I'd spend the majority of your money on good boots and bindings. Get a cheap board (possibly even used), you won't notice the difference your first season anyway. Unless you get a reverse camber board, which will ride quite a bit different. 

This way, you'll know more about how you like to ride (most likely freeriding). So you'll have a better idea what kind of board to get when you decide to spend real $$$.

The other advantage in this is this season's boards will will go on clearance (40%-50% off) around March. I bought a $550 board for $290 this way. 

Also, I'd buy your board and bindings online. Once you know your size, it's pretty safe this way. Your local board shop will most likely screw you. But you'll want to buy boots where you can try them on. As for the boots, as others have said, don't pick the most comfortable out of the box. They're probably too big. The right boots will feel too tight. But wear them for 15 minutes and the insulation will pack out. They should still be tight (you don't want your foot to move) but not so tight they hurt. Also, squat down to see if your heel comes up from the bottom of the boot. If it does, they don't fit. You don't want your feet moving at all inside your boots. 

One other thing, I personally like buying from REI. They have a lifetime satisfaction policy. So if you buy your boots there and decide they don't fit after a few times out, you can take them back no questions asked. That's where I bought my board on clearance. (Found it online and picked it up at the store). They told me even if I break it 5 years from now, bring it back and they'll refund my money. It's a nice little insurance policy.


----------



## noahj (Dec 25, 2009)

Good advice here, thanks a ton! My local Play it Again Sports usually has tons of boards out by October, but i wouldn't know what i'm buying...but that would be a good place i think to get a used board. I have no problem buying a used board, just don't know what to buy and if it's a decent deal or not. 

I definitely think i want an All Mountain board for my first. The salesman i talked to the other day was saying he would suggest a Park, but i'm about 95% sure i won't be doing any park stuff this season. If i do, it won't be for quite a while. That sound about right?

And buying the bindings and boots online (after trying them in store) is a good idea too. Just gotta go try some stuff out and see what works for me.

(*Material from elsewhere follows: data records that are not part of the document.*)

PR #624, opened 2022-12-30
Remove bias from functions that get randomness, simplify their implementation, and move to separate file

alejandro-colomar:


libmisc/random.c
```diff
@@ -0,0 +1,103 @@
...
+
+
+/*
+ * Return a uniformly-distributed random number smaller than upper_bound:
+ * [0, upper_bound)
+ *
+ * Similar to arc4random_uniform(3), but returns a u_long.
+ */
+unsigned long
+shadow_random_uniform(unsigned long upper_bound)
```
zx2c4, line 79: The algo I implemented in Linux might be a bit more efficient if the cost of multiplication is low compared to the cost of drawing a new random sample, which is usually the case: 

https://git.kernel.org/pub/scm/linux/kernel/git/torvalds/linux.git/commit/?id=e9a688bcb19348862afe30d7c85bc37c4c293471
https://git.kernel.org/pub/scm/linux/kernel/git/torvalds/linux.git/commit/?id=7f576b2593a978451416424e75f69ad1e3ae4efe

alejandro-colomar: Hi Jason,

Hmmm, those Linux commits do too much magic to my taste.  Even with the comment and the commit message, I can't still understand why the multiplication works.

So, for an initial implementation, I'd keep the simple truncation with `&=`, even if it's slower.

After that, well, for shadow, I don't think the performance is worth making the code cryptic.  Moreover, since we use 64-bit numbers in this code, we would need 128-bit multiplication, which is not something supported everywhere.

However, it might be an interesting thing to do in glibc.  We could discuss improving the glibc implementation of arc4random_uniform(3) if you think it is an improvement over the current glibc code (please check).  If we do that, I suggest that you prepare a very detailed description of why the multiplication works, because at least in my case (and I suspect for many other programmers too), I already forgot the details of how integer multiplication works bitwise from when I studied that at school, and it's something I never use, so it's hard to understand why it serves the purpose here.

But, don't hurry; after Theo's email, I'm starting to strongly believe that the arc4random_uniform(3) interface is really bad, and you were right when you suggested a few months ago that we should reconsider if we want to add it, or maybe design a better API.  I will propose deprecating arc4random*(3) functions in glibc, and come up with a better set of interfaces, maybe implemented entirely in the kernel.

I'll also send some draft patches to the kernel, to start discussion about new functions that improve over the current get_random*() that you showed, and from that discussion we can maybe come up with new syscalls.

Cheers,

Alex

zx2c4: Lemire has proofs: https://arxiv.org/abs/1805.10941

Your previous comment had a mention of expanding the kernel API. Not sure what you're proposing, but I've got a patchset under review that will make arc4random() and company both safe and fast.

alejandro-colomar: > Lemire has proofs: https://arxiv.org/abs/1805.10941

Thanks!

> Your previous comment had a mention of expanding the kernel API. Not sure what you're proposing,

I'll restore the message here, since it seems that arc4random*(3) can't be fixed because the bugs have percolated to users that now depend on the design issues.  That's fair, though; nothing surprising in C's history.

The removed part of my message was:

"
But, don't hurry; after Theo's email, I'm starting to strongly believe that the arc4random_uniform(3) interface is really bad, and you were right when you suggested a few months ago that we should reconsider if we want to add it, or maybe design a better API. I will propose deprecating arc4random*(3) functions in glibc, and come up with a better set of interfaces, maybe implemented entirely in the kernel.

I'll also send some draft patches to the kernel, to start discussion about new functions that improve over the current get_random*() that you showed, and from that discussion we can maybe come up with new syscalls.
"

> but I've got a patchset under review that will make arc4random() and company both safe and fast.

Please add me to the loop; I'm curious.  What's the link?

alejandro-colomar:
Changes:

- Rename shadow_random_uniform() to shadow_random_below().

Since our function behaves slightly different than arc4random_uniform(3), it's better not to have a name that would cause confusion.  Instead, use a name similar to the Linux kernel internal functions that behave like ours.

alejandro-colomar:
Changes:

-  Fix undefined behavior in include guard (leading underscore + uppercase is reserved).

-  Add bit_ceil_wrapul().

-  Rename functions to distance from arc4random(3), and at the same time, make more clear that the functions produce cryptographically-secure values.  However, keep some similarity with arc4random() in what is useful, for some consistency.

-  Improve comments documenting these functions.

-  Fix Undefined Behavior in implementation of shadow_random_uniform()/csrand_uniform(), which was due to a right shift by 32.  Use instead bit_ceil_wrapul(), which has no UB.

alejandro-colomar:
I think this is ready for review.  This time, I didn't add extensive documentation for these functions, because I think the one-liner is clear enough.  In fact, the manual page I wrote for the arc4random(3) functions is similarly short (see below), and most of the differences are noting the bugs in the libc functions.  If you consider some more documentation is merited, please comment.

```
arc4random(3)              Library Functions Manual              arc4random(3)

NAME
       arc4random,  arc4random_uniform, arc4random_buf - cryptographically‐se‐
       cure pseudorandom number generator

LIBRARY
       Standard C library (libc, ‐lc)

SYNOPSIS
       #include <stdlib.h>

       uint32_t arc4random(void);
       uint32_t arc4random_uniform(uint32_t upper_bound);
       void arc4random_buf(void buf[.n], size_t n);

DESCRIPTION
       These functions give cryptographically‐secure pseudorandom numbers.

       arc4random() returns a uniformly‐distributed value.

       arc4random_uniform() returns a uniformly‐distributed  value  less  than
       upper_bound (see BUGS).

       arc4random_buf()  fills  the  memory pointed to by buf, with n bytes of
       pseudorandom data.

       The rand(3) and drand48(3) families of functions should  only  be  used
       where  the  quality  of  the  pseudorandom numbers is not a concern and
       there’s a need for repeatability of the results.  Unless you meet  both
       of those conditions, use the arc4random() functions.

RETURN VALUE
       arc4random() returns a pseudorandom number.

       arc4random_uniform()  returns  a  pseudorandom  number  less  than  up‐
       per_bound for valid input, or 0 when upper_bound is invalid.

ATTRIBUTES
       For an explanation of the terms  used  in  this  section,  see  attrib‐
       utes(7).
       ┌────────────────────────────────────────────┬───────────────┬─────────┐
       │Interface                                   │ Attribute     │ Value   │
       ├────────────────────────────────────────────┼───────────────┼─────────┤
       │arc4random(), arc4random_uniform(),         │ Thread safety │ MT‐Safe │
       │arc4random_buf()                            │               │         │
       └────────────────────────────────────────────┴───────────────┴─────────┘

STANDARDS
       These nonstandard functions are present on several Unix systems.

BUGS
       An  upper_bound  of  0  doesn’t make sense in a call to arc4random_uni‐
       form().  Such a call will fail, and return 0.  Be careful,  since  that
       value  is  not less than upper_bound.  In some cases, such as accessing
       an array, using that value could result in Undefined Behavior.

SEE ALSO
       getrandom(3), rand(3), drand48(3), random(7)

Linux man‐pages (unreleased)        (date)                       arc4random(3)
```

alejandro-colomar:
> I have several questions before being able to further review this PR.
> 
>     * What does UB mean?

Ahh, sorry.  UB is an abbreviation for Undefined Behavior (aka Nasal Demons; now I wonder if someone every wrote a program `nasald` :P ).  It's a common abbreviation in some forums, and I sometimes assume it's common everywhere :)

> 
>     * What will bit_ceil_wrapul() and leading_zerosul() do? A search on the internet hasn't provided any meaningful answer.

They are similar to planned additions to ISO C23.

<https://thephd.dev/c23-is-coming-here-is-what-is-on-the-menu#n3022---modern-bit-utilities>
<https://www.open-std.org/JTC1/SC22/WG14/www/docs/n3054.pdf#subsection.7.18.3>
<https://www.open-std.org/JTC1/SC22/WG14/www/docs/n3054.pdf#subsection.7.18.16>

> 
> 
> In the `Add csrand_uniform() ` commit you wrote `reutrns` instead of `returns`.
> 
> Finally, a request. Can you move the bit manipulation functions commit? It took me a context switch to understand why you were adding those functions, and then you didn't use the functions provided in those commits in the next commit, so I had another context switch.

Ahh, yes, I thought I had put it just before its use.  I'll move it.

Happy new year :)

 Alex

alejandro-colomar:
Changes:

-  Reorder commits.
-  Change comment to expand UB into "Undefined Behavior".

libmisc/csrand.c
```diff
@@ -59,3 +65,23 @@ csrand(void)
...
 }
+
+
+/*
+ * Return a uniformly-distributed CS random value in the interval [0, n-1].
+ */
+unsigned long
+csrand_uniform(unsigned long n)
+{
+	unsigned long  r, max, mask;
```
ikerexxe, line 76: Can you rename `r` to something more meaningful? `random` perhaps?

libmisc/csrand.c
```diff
@@ -59,3 +65,23 @@ csrand(void)
...
+
+	max = n - 1;
+	mask = bit_ceil_wrapul(n) - 1;
+
+	do {
+		r = csrand();
+		r &= mask;  // optimization
+	} while (r > max);
```
ikerexxe, line 84: From lack of knowledge, how long would it take on average to execute this loop? In other words, is it possible that it would take a long time to execute and that the user experience would suffer?

ikerexxe (commented):
Some inline questions to better understand the code.

> In the `Add csrand_uniform() ` commit you wrote `reutrns` instead of `returns`.

This comment is still valid.

ikerexxe:
> ```
> arc4random(3)              Library Functions Manual              arc4random(3)
> 
> NAME
>        arc4random,  arc4random_uniform, arc4random_buf - cryptographically‐se‐
>        cure pseudorandom number generator
> 
> ```

I guess this manual page was updated recently. Am I right? I cannot see it like that in my system.

alejandro-colomar:
> > ```
> > arc4random(3)              Library Functions Manual              arc4random(3)
> > 
> > NAME
> >        arc4random,  arc4random_uniform, arc4random_buf - cryptographically‐se‐
> >        cure pseudorandom number generator
> > ```
> 
> I guess this manual page was updated recently. Am I right? I cannot see it like that in my system.

Yes, I added it in 2023 :)

```
alx@debian:~/src/linux/man-pages/man-pages/main$ git log -- man3/arc4random.3
commit 3638ab3f148ad661e731e4d5d744c2fd32c463f0
Date:   Thu Jan 5 20:14:19 2023 +0100

    arc4random.3: Raise the severity of the CAVEATS to BUGS
    
    This is a misdesign that the original OpenBSD developers fail to
    acknowledge.
    
    Link: <https://inbox.sourceware.org/libc-alpha/068b01c4-d0c4-0849-eabb-09c020a1480b@gmail.com/T/>
    Cc: "Jason A. Donenfeld" <Jason@zx2c4.com>
    Cc: Arsen Arsenović <arsen@aarsen.me>
    Cc: Sam James <sam@gentoo.org>
    Cc: "Serge E. Hallyn" <serge@hallyn.com>

commit 477c35bc1b0a785bd0b1eb5d57943b0483390519
Date:   Mon Jan 2 12:08:31 2023 +0100

    arc4random.3: Be consistent in uses of pseudorandom
    
commit 848404feb5bfbdcb9b8f693ec29159231ee2a7c8
Date:   Sun Jan 1 17:18:22 2023 +0100

    arc4random.3: New page documenting the arc4random(3) family of functions
    
    arc4random(3)
    arc4random_uniform(3)
    arc4random_buf(3)
    
```

alejandro-colomar:
> Some inline questions to better understand the code.
> 
> > In the `Add csrand_uniform() ` commit you wrote `reutrns` instead of `returns`.
> 
> This comment is still valid.

Oops, fixed.

lib/bit.h
```diff
@@ -0,0 +1,41 @@
...
+		return 0;
+
+	return 1 + (ULONG_MAX >> leading_zerosul(x));
+}
+
+/* stdc_leading_zerosul(3) */
+inline int
+leading_zerosul(unsigned long x)
+{
+	return (x == 0) ? ULONG_WIDTH : __builtin_clz(x);
```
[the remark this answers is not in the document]
alejandro-colomar: I know that at least Clang also supports it.  Probably any GNU-C-compatible compilers also support it, since it's there since GCC 3.x.

I don't know about compilers other than GCC or Clang, but if anyone uses a compiler that doesn't have it, probably there will be some alternative name for the same functionallity, so it would be easy to patch it to use the alternative.

libmisc/csrand.c
alejandro-colomar: the thing is `rand` and `random` are both reserved names (from `<stdlib.h>`).  Maybe I could better clarify it in a different way if it's not very clear?

libmisc/csrand.c
alejandro-colomar: Hmm, I'll add some documentation in the code clarifying that.

It's a [geometric distribution](https://en.wikipedia.org/wiki/Geometric_distribution), where `p` is somewhere between `0.5` and `1`, depending on the value of `max` (if `powerof2(max + 1) == 1`, `p == 1`; if `powerof2(max) == 1`, then `p` is close to `0.5`).

A geometric distribution, theoretically, can loop forever; however, that's very unlikely (the probability of that is an infinitesimal).

Being realistic, and assuming a worst case (the worst case is for `csrand_uniform(LONG_MAX + 2ul)`, so `max == LONG_MAX + 1ul`, so `p` ~= `0.5`), let's get some numbers:

Pr(X = k) = (1 - p)^(k - 1) * p ~= 0.5^(k - 1) * 0.5 = 0.5^k

Now, let's assume that every human in the world (around 2^33) would need a million random numbers per day (around 2^20) for 10000 years (around 2^22 days), we see that k (the number of iterations in the loop) might reach 75 some day in the next 10k years.

However, that's just for seeing what is likely to happen some day on earth.  On average (even for a worst case input), it's likely to loop once, or just a few times.  It can never be worse than tossing a coin and waiting for the first heads.

alejandro-colomar: I'm still trying to understand why the multiplication that Jason suggested is an optimization.  If you want me to do that on this PR, we can wait.

libmisc/random.c
alejandro-colomar: I finally understood how the optimization works.  Here's some reduction to 3 bits, which (at least to me) clarifies how the rejection works.

image

Since it is on average much faster than my approach, I'll apply it as an optimization, in a following patch.

alejandro-colomar: This is a graph of the probability of looping, for the algorithm with multiplication:

image

From those saw lines, only the last one goes up to 0.5.  As you go closer to 0, they are smaller.  This is compared to my implementation with masks, where _all_ the saw lines go up to 0.5.

alejandro-colomar: @ikerexxe , @hallyn 

This is a considerable performance improvement for low values of N.  The only downside is that it requires using a type wider than long, which would need to be `__int128`.  It's a GNU extension, so I don't know how much it's viable.  The current approach of masking is not so bad, it will normally just call a handful of times getrandom(2), but it could be much better.

alejandro-colomar:
Changes:

-  Optimize csrand_uniform().

This comes with a caveat: it uses `unsigned __int128`.  I pushed the patch so that we can review it and see if we want it or not.  However, maybe we are fine with just 32 bits of random numbers instead of 64, in which case we wouldn't need more than 64 bits for the internal multiplication.  It depends on what is the maximum number of rounds for `*_get_salt_rounds()`.  If anybody knows, please speak.

alejandro-colomar:
Changes:

- Added comment with probability of looping for the masking implementation.

alejandro-colomar:
Changes:

-  Add some details to the commit message, link to Lemire's paper (I forgot to do that previously), and while I'm at it, CC Lemire too, in case he wants to have a look).

alejandro-colomar:
Changes:

-  Remove repeated CCs in commit message
-  Use `_` for the unused variable name

libmisc/random.c
alejandro-colomar: Here goes an (incomplete) 4-bit visual explanation of how it works, to compare it to the 3-bit one from above.  We can see that the rejection is smaller for low values of N compared to the same values of N when the original random number generator has less bits.

image

libmisc/csrand.c
```diff
@@ -0,0 +1,104 @@
...
+
+fail:
+	fprintf(log_get_logfd(), _("Unable to obtain random bytes.\n"));
+	exit(1);
+}
+
+
+/*
+ * Return a uniformly-distributed CS random value in the interval [0, n-1].
+ */
```
lemire, line 73:
```suggestion
 * Fast Random Integer Generation in an Interval
 * ACM Transactions on Modeling and Computer Simulation 29 (1), 2019
 * https://arxiv.org/abs/1805.10941
 */
```

lemire:
It could be useful to link to the research paper. Some people find that useful.

alejandro-colomar:
> It could be useful to link to the research paper. Some people find that useful.

I did in the commit message (please check if that link is accurate):  <https://github.com/shadow-maint/shadow/pull/624/commits/7949a8e194e4624363b1717035074e6a203f0b1b>

Jason linked to it in the PR conversation: <https://github.com/shadow-maint/shadow/pull/624#discussion_r1059692301>

Thanks for reviewing! :)

alejandro-colomar:
Changes:

-  Apply Daniel Lemire's suggestion of linking to the paper in source code.

lib/bit.h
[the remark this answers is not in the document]
ikerexxe: That should be enough. Thanks!

alejandro-colomar:
Changes:

-  Remove unused include.

libmisc/csrand.c
ikerexxe: ok, no problem

ikerexxe:
I like this PR a lot! It explains all the changes clearly, and it dives in the more difficult aspects providing the necessary information to understand them. Thanks for your hard work.

Is this the final version? I think @hallyn should take a look at it.

alejandro-colomar:
> I like this PR a lot! It explains all the changes clearly, and it dives in the more difficult aspects providing the necessary information to understand them. Thanks for your hard work.
> 
> Is this the final version? I think @hallyn should take a look at it.

I just had an idea to not require 128-bit integers.  And it will probably optimize a bit for high values of N.  Stay tuned :)
It will be easy to implement anyway, so in a few minutes or hours I'll push it.

hallyn:
> I like this PR a lot! It explains all the changes clearly, and it dives in the more difficult aspects providing the necessary information to understand them. Thanks for your hard work.
> 
> Is this the final version? I think @hallyn should take a look at it.

Thanks, it's on my list.

alejandro-colomar:
Changes: rebase to master

alejandro-colomar:
Changes:

- Clarify why `-n%n` works.

hallyn:
I'm still reading the paper, but let's merge now :)

thanks.  this has been educational for me.

hallyn:
Actually, I'll wait for a final ok from @alejandro-colomar  - you're ready for this to merge?

alejandro-colomar:
Hi Serge!

On Sat, Jan 28, 2023, 03:04 Serge Hallyn ***@***.***> wrote:

> Actually, I'll wait for a final ok from @alejandro-colomar
> <https://github.com/alejandro-colomar> - you're ready for this to merge?
>

Sure :)

Unless you'd like me to clarify anything a bit more in the commit messages
or comments, I think it's fine.

Cheers,
Alex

And bindings, will any binding fit any type of board? Can i get my bindings first and then look for a board?


----------



## Leo (Nov 24, 2009)

The reason why the shop employee probably recommended a park board is due to the flex. Park boards are softer which means it will be more forgiving. This makes sense since you are learning and any help in the control department is good. However, this is also a bad thing the moment snowboarding just clicks and you feel the need for speed. This is a cycle that every snowboarder I have encountered goes through. Some never leave that phase. Once people learn how to snowboard properly, the first thing that crosses their mind is "Let's go faster." When you do hit that stage, however short or long the period, you are going to hate that park board.

This is why I suggested an all-mountain board. All-mountain boards will be medium in flex. Actually, I suggest all-mountain freestyle so it is on the softer side of the medium spectrum. This is a good balance for beginners. Yes, it is going to be slightly harder to learn on than a park board, but you aren't going to notice something that you haven't even tried. If you haven't tried a park board, then how are you going to know that it's better to learn on?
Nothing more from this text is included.